== What is needed ==
All entries shown below must be given again word for word.

#### Supplied entries ####

PR #33, opened 2018-10-12
Adopt existing deployment config if it exists

dmage:


pkg/operator/bootstrap.go
```diff
@@ -22,10 +27,115 @@ import (
...
+		if err := os.Setenv(key, value); err != nil {
+			return fail("unable to set environment variable %s: %v", key, err)
+		}
+	}
+	config, extraConfig, err := configuration.Parse(bytes.NewReader([]byte(`version: 0.1
+storage:
+  cache:
+    blobdescriptor: inmemory
+  filesystem:
+    rootdirectory: /registry
```
dmage: We need a configuration even if the config isn't mounted into the container from a secret. In this case we'll have to have a (hardcoded?) copy of the default configuration.

pkg/operator/bootstrap.go
```diff
@@ -22,10 +27,115 @@ import (
...
+
+func newSpecFromDeploymentConfig(dc *appsapi.DeploymentConfig) (imageregistryapi.ImageRegistrySpec, error) {
+	fail := func(format string, a ...interface{}) (imageregistryapi.ImageRegistrySpec, error) {
+		format = "unable to create an image registry spec from the DeploymentConfig %s/%s: " + format
+		a = append([]interface{}{dc.Namespace, dc.Name}, a...)
+		return imageregistryapi.ImageRegistrySpec{}, fmt.Errorf(format, a...)
+	}
+
+	containers := dc.Spec.Template.Spec.Containers
+	if len(containers) != 1 {
```
dmage: This may fail if the cluster has initialisation hooks that add sidecar containers for logging or something like this.

pkg/operator/bootstrap.go
dmage: In particular this logic will change the log level from debug to info on old installations, which might be good.

pkg/operator/bootstrap.go
```diff
@@ -22,10 +27,115 @@ import (
...
+
+	hardcodedEnvs := map[string]string{
+		"REGISTRY_HTTP_ADDR": ":5000",
+		"REGISTRY_HTTP_NET":  "tcp",
+	}
+	envs := map[string]string{}
+	for _, env := range registry.Env {
+		if env.ValueFrom != nil {
+			// FIXME(dmage): we should support it.
+			return fail("envrioment variable %s: valueFrom is not supported", env.Name)
```
bparees: typo in environment (search+replace, it's in a few places)

dmage:
Adoption for the filesystem storage driver is ready for reviewing.

But the more I work on it, the more I doubt that we will be able to test it.

bparees:
> But the more I work on it, the more I doubt that we will be able to test it.

what aspect of it do you think is not testable?  At a minimum we ought to be able to create our own "v3.11" type registry deployments w/ whatever configuration we want (even if the storage backing it doesn't actually work) and then ensure the operator migrates the config properly, or throws an error for configs it cannot migrate, right?

dmage:
@bparees my main concern that I may miss some important cases that is used in production. And that after migration we may have a slightly different configuration because we missed something (proxy, route, something else that I don't even know).

dmage:
Yep, today I've got a customer call, they put their config to /etc/registryconfig/config.yml, which I thought would never happen.

bparees:
> Yep, today I've got a customer call, they put their config to /etc/registryconfig/config.yml, which I thought would never happen.

well let's just try to do the best we can to enumerate all the sources of existing configuration inputs (env vars, config yamls, anything else?) and go from there.

pkg/operator/bootstrap.go
```diff
@@ -52,28 +64,74 @@ func (h *Handler) Bootstrap() (*regopapi.ImageRegistry, error) {
...
 		ObjectMeta: metav1.ObjectMeta{
-			Name:       "image-registry",
-			Namespace:  h.params.Deployment.Namespace,
-			Finalizers: []string{parameters.ImageRegistryOperatorResourceFinalizer},
+			Name:      resourceName(h.params.Deployment.Namespace),
+			Namespace: h.params.Deployment.Namespace,
 		},
-		Spec: regopapi.ImageRegistrySpec{
+	}
+	if err := sdk.Get(dc); err != nil {
```
bparees: this should distinguish between a not found error and other types of errors so we don't create a new registry in cases where we had an api failure checking for an existing one.

pkg/migration/migration.go
```diff
@@ -0,0 +1,438 @@
...
+		} else if env.Name == "REGISTRY_CONFIGURATION_PATH" {
+			configurationPath = env.Value
+		} else if strings.HasPrefix(env.Name, "REGISTRY_") {
+			envs[env.Name] = env.Value
+		} else {
+			return fail("unsupported environment variable %s", env.Name)
+		}
+	}
+
+	// TODO(dmage): registry.EnvFrom?
```
bparees: i'm ok not supporting that for now at least.

pkg/migration/migration.go
```diff
@@ -0,0 +1,438 @@
...
+
+	tls, tlsSecret, err := migrateTLS(config, podFileGetter)
+	if err != nil {
+		return fail("unable to process TLS configuration: %s", err)
+	}
+
+	return imageregistryapi.ImageRegistrySpec{
+		OperatorSpec: operatorapi.OperatorSpec{
+			ManagementState: operatorapi.Managed,
+			Version:         "migrated", // TODO(dmage): what do we need here?
```
bparees: i'm not sure what we want to use the version field for(or what we'd set it to normally), but it'd say for indicating this ImageRegistry value came from a migration, we should simply annotate it in some way.

pkg/operator/bootstrap.go
```diff
@@ -21,10 +24,51 @@ import (
...
+		return "docker-registry"
+	}
+	return "image-registry"
+}
+
+type namespaceResoruces struct {
+	namespace string
+}
+
+func (nr *namespaceResoruces) Secret(name string) (*corev1.Secret, error) {
```
bparees: s/Resoruces/Resources/ throughout this file

pkg/operator/bootstrap.go
```diff
@@ -21,10 +24,51 @@ import (
...
-func (h *Handler) Bootstrap() (*regopapi.ImageRegistry, error) {
-	crList := &regopapi.ImageRegistryList{
+func resourceName(namespace string) string {
+	if namespace == "default" {
+		return "docker-registry"
+	}
+	return "image-registry"
+}
+
+type namespaceResoruces struct {
```
bparees: this feels like it belongs in its own package/helper package.

pkg/migration/migration.go
```diff
@@ -0,0 +1,438 @@
...
+		}
+		if match {
+			bestVolumeMount = volumeMount
+
+			// TODO(dmage): write tests
+			key = filename[len(volumeMount.MountPath)-len(volumeMount.SubPath):]
+			if strings.HasPrefix(key, "/") {
+				key = key[1:]
+			}
+			key += volumeMount.SubPath
```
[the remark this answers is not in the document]
dmage: This is just wrong. I've added tests and updated the function.

dmage:
@bparees nm, the fix for #38 is much simpler that I thought.

bparees:
@dmage have your changes to the installer merged such that the installer is no longer creating a docker-registry in the default namespace?   We don't want to merge this until that is done, so we do not default down a path where we are trying to adopt that registry.

bparees:
/lgtm

thanks @dmage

####

== Written answer ==
PR #33, opened 2018-10-12
Adopt existing deployment config if it exists

dmage:


pkg/operator/bootstrap.go
```diff
@@ -22,10 +27,115 @@ import (
...
+		if err := os.Setenv(key, value); err != nil {
+			return fail("unable to set environment variable %s: %v", key, err)
+		}
+	}
+	config, extraConfig, err := configuration.Parse(bytes.NewReader([]byte(`version: 0.1
+storage:
+  cache:
+    blobdescriptor: inmemory
+  filesystem:
+    rootdirectory: /registry
```
dmage: We need a configuration even if the config isn't mounted into the container from a secret. In this case we'll have to have a (hardcoded?) copy of the default configuration.

pkg/operator/bootstrap.go
```diff
@@ -22,10 +27,115 @@ import (
...
+
+func newSpecFromDeploymentConfig(dc *appsapi.DeploymentConfig) (imageregistryapi.ImageRegistrySpec, error) {
+	fail := func(format string, a ...interface{}) (imageregistryapi.ImageRegistrySpec, error) {
+		format = "unable to create an image registry spec from the DeploymentConfig %s/%s: " + format
+		a = append([]interface{}{dc.Namespace, dc.Name}, a...)
+		return imageregistryapi.ImageRegistrySpec{}, fmt.Errorf(format, a...)
+	}
+
+	containers := dc.Spec.Template.Spec.Containers
+	if len(containers) != 1 {
```
dmage: This may fail if the cluster has initialisation hooks that add sidecar containers for logging or something like this.

pkg/operator/bootstrap.go
dmage: In particular this logic will change the log level from debug to info on old installations, which might be good.

pkg/operator/bootstrap.go
```diff
@@ -22,10 +27,115 @@ import (
...
+
+	hardcodedEnvs := map[string]string{
+		"REGISTRY_HTTP_ADDR": ":5000",
+		"REGISTRY_HTTP_NET":  "tcp",
+	}
+	envs := map[string]string{}
+	for _, env := range registry.Env {
+		if env.ValueFrom != nil {
+			// FIXME(dmage): we should support it.
+			return fail("envrioment variable %s: valueFrom is not supported", env.Name)
```
bparees: typo in environment (search+replace, it's in a few places)

dmage:
Adoption for the filesystem storage driver is ready for reviewing.

But the more I work on it, the more I doubt that we will be able to test it.

bparees:
> But the more I work on it, the more I doubt that we will be able to test it.

what aspect of it do you think is not testable?  At a minimum we ought to be able to create our own "v3.11" type registry deployments w/ whatever configuration we want (even if the storage backing it doesn't actually work) and then ensure the operator migrates the config properly, or throws an error for configs it cannot migrate, right?

dmage:
@bparees my main concern that I may miss some important cases that is used in production. And that after migration we may have a slightly different configuration because we missed something (proxy, route, something else that I don't even know).

dmage:
Yep, today I've got a customer call, they put their config to /etc/registryconfig/config.yml, which I thought would never happen.

bparees:
> Yep, today I've got a customer call, they put their config to /etc/registryconfig/config.yml, which I thought would never happen.

well let's just try to do the best we can to enumerate all the sources of existing configuration inputs (env vars, config yamls, anything else?) and go from there.

pkg/operator/bootstrap.go
```diff
@@ -52,28 +64,74 @@ func (h *Handler) Bootstrap() (*regopapi.ImageRegistry, error) {
...
 		ObjectMeta: metav1.ObjectMeta{
-			Name:       "image-registry",
-			Namespace:  h.params.Deployment.Namespace,
-			Finalizers: []string{parameters.ImageRegistryOperatorResourceFinalizer},
+			Name:      resourceName(h.params.Deployment.Namespace),
+			Namespace: h.params.Deployment.Namespace,
 		},
-		Spec: regopapi.ImageRegistrySpec{
+	}
+	if err := sdk.Get(dc); err != nil {
```
bparees: this should distinguish between a not found error and other types of errors so we don't create a new registry in cases where we had an api failure checking for an existing one.

pkg/migration/migration.go
```diff
@@ -0,0 +1,438 @@
...
+		} else if env.Name == "REGISTRY_CONFIGURATION_PATH" {
+			configurationPath = env.Value
+		} else if strings.HasPrefix(env.Name, "REGISTRY_") {
+			envs[env.Name] = env.Value
+		} else {
+			return fail("unsupported environment variable %s", env.Name)
+		}
+	}
+
+	// TODO(dmage): registry.EnvFrom?
```
bparees: i'm ok not supporting that for now at least.

pkg/migration/migration.go
```diff
@@ -0,0 +1,438 @@
...
+
+	tls, tlsSecret, err := migrateTLS(config, podFileGetter)
+	if err != nil {
+		return fail("unable to process TLS configuration: %s", err)
+	}
+
+	return imageregistryapi.ImageRegistrySpec{
+		OperatorSpec: operatorapi.OperatorSpec{
+			ManagementState: operatorapi.Managed,
+			Version:         "migrated", // TODO(dmage): what do we need here?
```
bparees: i'm not sure what we want to use the version field for(or what we'd set it to normally), but it'd say for indicating this ImageRegistry value came from a migration, we should simply annotate it in some way.

pkg/operator/bootstrap.go
```diff
@@ -21,10 +24,51 @@ import (
...
+		return "docker-registry"
+	}
+	return "image-registry"
+}
+
+type namespaceResoruces struct {
+	namespace string
+}
+
+func (nr *namespaceResoruces) Secret(name string) (*corev1.Secret, error) {
```
bparees: s/Resoruces/Resources/ throughout this file

pkg/operator/bootstrap.go
```diff
@@ -21,10 +24,51 @@ import (
...
-func (h *Handler) Bootstrap() (*regopapi.ImageRegistry, error) {
-	crList := &regopapi.ImageRegistryList{
+func resourceName(namespace string) string {
+	if namespace == "default" {
+		return "docker-registry"
+	}
+	return "image-registry"
+}
+
+type namespaceResoruces struct {
```
bparees: this feels like it belongs in its own package/helper package.

pkg/migration/migration.go
```diff
@@ -0,0 +1,438 @@
...
+		}
+		if match {
+			bestVolumeMount = volumeMount
+
+			// TODO(dmage): write tests
+			key = filename[len(volumeMount.MountPath)-len(volumeMount.SubPath):]
+			if strings.HasPrefix(key, "/") {
+				key = key[1:]
+			}
+			key += volumeMount.SubPath
```
[the remark this answers is not in the document]
dmage: This is just wrong. I've added tests and updated the function.

dmage:
@bparees nm, the fix for #38 is much simpler that I thought.

bparees:
@dmage have your changes to the installer merged such that the installer is no longer creating a docker-registry in the default namespace?   We don't want to merge this until that is done, so we do not default down a path where we are trying to adopt that registry.

bparees:
/lgtm

thanks @dmage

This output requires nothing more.